■ **Problem to solve**: Find the line with "PR #1581, opened 2020-03-04" in the entries below, then reproduce it and every line after it down to and including the line with "This commit is", exactly.

■ **Source data**:
== Segment start ==

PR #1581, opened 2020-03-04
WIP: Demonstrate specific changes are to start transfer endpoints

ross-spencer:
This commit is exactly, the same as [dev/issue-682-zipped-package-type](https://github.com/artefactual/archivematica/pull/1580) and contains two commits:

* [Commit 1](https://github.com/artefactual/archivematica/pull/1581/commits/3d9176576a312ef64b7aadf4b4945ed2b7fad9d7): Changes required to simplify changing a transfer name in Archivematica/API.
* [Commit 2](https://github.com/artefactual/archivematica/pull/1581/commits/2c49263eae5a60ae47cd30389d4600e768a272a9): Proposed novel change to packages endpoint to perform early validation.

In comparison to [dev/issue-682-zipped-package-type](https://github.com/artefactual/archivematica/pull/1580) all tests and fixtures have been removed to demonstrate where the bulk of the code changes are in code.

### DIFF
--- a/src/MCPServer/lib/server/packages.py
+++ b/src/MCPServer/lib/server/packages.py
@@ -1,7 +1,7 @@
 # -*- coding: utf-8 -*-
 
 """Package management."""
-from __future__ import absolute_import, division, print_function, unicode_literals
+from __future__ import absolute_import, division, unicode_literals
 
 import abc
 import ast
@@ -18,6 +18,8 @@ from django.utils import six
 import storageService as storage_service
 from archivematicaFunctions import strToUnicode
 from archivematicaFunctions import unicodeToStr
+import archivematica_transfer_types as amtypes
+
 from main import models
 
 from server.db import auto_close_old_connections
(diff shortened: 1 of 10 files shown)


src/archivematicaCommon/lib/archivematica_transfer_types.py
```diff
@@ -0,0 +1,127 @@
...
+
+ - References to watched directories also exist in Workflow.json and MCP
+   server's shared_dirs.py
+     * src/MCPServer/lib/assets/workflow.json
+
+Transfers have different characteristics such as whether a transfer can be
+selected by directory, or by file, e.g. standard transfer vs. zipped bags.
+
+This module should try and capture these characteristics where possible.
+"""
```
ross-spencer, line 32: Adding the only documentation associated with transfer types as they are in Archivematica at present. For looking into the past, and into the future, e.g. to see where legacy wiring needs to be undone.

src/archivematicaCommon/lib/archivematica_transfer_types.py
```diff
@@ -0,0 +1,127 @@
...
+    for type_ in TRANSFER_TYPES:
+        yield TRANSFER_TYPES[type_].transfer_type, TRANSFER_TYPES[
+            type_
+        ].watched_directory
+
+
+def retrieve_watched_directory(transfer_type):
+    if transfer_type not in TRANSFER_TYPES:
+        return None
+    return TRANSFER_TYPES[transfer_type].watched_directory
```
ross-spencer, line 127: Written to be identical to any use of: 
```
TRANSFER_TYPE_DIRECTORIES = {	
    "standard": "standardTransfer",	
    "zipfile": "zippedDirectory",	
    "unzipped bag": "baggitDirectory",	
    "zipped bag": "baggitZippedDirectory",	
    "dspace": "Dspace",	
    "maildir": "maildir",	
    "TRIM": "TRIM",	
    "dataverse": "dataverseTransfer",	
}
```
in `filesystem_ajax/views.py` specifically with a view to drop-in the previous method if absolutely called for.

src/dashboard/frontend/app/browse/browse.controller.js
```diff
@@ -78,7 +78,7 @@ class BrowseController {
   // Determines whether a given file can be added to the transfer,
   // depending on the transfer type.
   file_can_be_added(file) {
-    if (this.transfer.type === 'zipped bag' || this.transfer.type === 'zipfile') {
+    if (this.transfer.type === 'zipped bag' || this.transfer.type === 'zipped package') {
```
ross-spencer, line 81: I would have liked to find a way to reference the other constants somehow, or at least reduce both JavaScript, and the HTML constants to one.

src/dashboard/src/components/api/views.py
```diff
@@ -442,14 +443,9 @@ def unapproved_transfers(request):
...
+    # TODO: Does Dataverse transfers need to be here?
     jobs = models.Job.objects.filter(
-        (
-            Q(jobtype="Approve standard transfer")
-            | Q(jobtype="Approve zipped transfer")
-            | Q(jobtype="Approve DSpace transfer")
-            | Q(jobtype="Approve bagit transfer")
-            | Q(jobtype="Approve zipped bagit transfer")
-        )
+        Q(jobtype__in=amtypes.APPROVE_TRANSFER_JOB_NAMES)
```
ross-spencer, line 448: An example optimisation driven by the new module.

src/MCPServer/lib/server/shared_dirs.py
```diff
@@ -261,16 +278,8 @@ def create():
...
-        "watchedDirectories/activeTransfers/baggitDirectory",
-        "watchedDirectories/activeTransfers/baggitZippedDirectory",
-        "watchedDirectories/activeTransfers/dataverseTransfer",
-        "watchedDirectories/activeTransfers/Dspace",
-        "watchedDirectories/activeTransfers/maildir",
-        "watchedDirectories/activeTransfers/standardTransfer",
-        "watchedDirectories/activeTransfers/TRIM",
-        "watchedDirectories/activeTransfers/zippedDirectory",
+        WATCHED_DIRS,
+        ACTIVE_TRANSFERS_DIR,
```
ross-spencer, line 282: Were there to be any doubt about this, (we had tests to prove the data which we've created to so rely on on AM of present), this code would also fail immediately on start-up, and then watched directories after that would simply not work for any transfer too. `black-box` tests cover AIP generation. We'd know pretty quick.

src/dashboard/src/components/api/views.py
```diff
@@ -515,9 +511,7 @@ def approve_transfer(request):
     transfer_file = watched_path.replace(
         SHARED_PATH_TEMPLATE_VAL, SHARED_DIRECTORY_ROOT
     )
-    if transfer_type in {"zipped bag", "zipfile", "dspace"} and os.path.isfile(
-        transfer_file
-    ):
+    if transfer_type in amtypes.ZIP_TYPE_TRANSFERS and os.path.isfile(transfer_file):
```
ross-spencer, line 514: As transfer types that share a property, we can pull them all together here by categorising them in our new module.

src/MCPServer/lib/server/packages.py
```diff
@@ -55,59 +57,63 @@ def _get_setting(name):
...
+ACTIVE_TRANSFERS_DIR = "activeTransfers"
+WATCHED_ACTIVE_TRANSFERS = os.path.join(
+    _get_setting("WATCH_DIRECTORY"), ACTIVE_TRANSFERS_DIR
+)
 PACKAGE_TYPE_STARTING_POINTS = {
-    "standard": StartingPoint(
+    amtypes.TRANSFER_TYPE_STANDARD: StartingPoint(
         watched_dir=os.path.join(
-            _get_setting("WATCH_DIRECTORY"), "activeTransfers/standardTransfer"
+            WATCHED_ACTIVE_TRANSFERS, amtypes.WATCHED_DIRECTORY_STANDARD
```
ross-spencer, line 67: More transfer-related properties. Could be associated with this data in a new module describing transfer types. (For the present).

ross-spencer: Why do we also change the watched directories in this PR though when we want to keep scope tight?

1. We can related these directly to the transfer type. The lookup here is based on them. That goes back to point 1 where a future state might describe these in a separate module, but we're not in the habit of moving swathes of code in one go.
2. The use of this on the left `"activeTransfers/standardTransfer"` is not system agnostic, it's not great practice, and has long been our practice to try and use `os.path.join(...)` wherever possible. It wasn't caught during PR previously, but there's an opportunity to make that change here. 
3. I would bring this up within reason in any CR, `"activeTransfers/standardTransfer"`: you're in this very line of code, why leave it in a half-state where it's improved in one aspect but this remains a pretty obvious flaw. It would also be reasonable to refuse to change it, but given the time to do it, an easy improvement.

== Segment end ==
== Segment start ==

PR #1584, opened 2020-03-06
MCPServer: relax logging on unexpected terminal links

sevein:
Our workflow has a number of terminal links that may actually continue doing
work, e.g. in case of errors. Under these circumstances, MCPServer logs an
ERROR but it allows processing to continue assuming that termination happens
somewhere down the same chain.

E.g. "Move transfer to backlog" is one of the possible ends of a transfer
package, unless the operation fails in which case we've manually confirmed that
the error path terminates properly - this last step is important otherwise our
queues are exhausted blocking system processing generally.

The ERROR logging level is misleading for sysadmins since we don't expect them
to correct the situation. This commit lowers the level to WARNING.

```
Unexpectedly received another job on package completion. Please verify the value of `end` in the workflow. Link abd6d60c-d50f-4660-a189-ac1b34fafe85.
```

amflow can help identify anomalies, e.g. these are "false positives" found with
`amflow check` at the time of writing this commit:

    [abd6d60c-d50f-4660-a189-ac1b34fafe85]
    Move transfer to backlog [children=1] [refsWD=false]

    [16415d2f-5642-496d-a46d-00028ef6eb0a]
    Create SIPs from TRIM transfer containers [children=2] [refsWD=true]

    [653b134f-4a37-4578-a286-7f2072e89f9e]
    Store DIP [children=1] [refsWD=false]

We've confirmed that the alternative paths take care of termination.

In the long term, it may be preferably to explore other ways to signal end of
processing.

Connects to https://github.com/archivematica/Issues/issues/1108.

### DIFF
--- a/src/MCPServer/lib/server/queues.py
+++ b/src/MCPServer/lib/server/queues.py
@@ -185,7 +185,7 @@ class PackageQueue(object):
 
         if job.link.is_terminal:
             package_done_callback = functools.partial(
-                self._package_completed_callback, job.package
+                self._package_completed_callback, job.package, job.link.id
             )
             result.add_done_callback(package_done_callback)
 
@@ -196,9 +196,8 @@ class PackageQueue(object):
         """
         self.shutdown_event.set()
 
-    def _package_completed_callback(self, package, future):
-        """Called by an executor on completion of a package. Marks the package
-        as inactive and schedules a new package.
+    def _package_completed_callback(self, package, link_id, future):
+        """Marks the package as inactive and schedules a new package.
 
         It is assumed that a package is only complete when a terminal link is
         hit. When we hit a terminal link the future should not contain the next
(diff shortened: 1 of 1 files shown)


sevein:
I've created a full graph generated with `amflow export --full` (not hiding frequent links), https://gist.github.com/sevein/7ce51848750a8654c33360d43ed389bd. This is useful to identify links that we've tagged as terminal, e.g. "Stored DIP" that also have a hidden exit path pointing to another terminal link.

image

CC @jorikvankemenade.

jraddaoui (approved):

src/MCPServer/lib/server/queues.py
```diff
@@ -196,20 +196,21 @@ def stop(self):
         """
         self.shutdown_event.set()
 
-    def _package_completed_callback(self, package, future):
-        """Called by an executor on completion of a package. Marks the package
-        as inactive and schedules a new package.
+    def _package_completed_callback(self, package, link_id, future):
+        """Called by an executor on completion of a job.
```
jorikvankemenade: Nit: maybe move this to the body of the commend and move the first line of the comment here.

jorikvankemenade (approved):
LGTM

== Segment end ==
== Segment start ==

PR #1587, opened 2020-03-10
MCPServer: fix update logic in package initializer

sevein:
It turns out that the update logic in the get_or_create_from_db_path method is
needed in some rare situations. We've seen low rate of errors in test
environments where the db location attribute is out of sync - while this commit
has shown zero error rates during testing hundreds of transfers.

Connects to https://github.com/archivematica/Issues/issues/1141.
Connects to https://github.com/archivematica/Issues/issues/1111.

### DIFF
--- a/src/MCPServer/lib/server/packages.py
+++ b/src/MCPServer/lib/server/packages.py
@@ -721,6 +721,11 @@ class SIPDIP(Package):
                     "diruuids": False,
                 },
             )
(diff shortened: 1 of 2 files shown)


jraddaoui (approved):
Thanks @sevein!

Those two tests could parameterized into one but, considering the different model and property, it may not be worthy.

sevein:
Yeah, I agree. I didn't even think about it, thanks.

== Segment end ==

■ **Task answer**:
PR #1581, opened 2020-03-04
WIP: Demonstrate specific changes are to start transfer endpoints

ross-spencer:
This commit is exactly, the same as [dev/issue-682-zipped-package-type](https://github.com/artefactual/archivematica/pull/1580) and contains two commits:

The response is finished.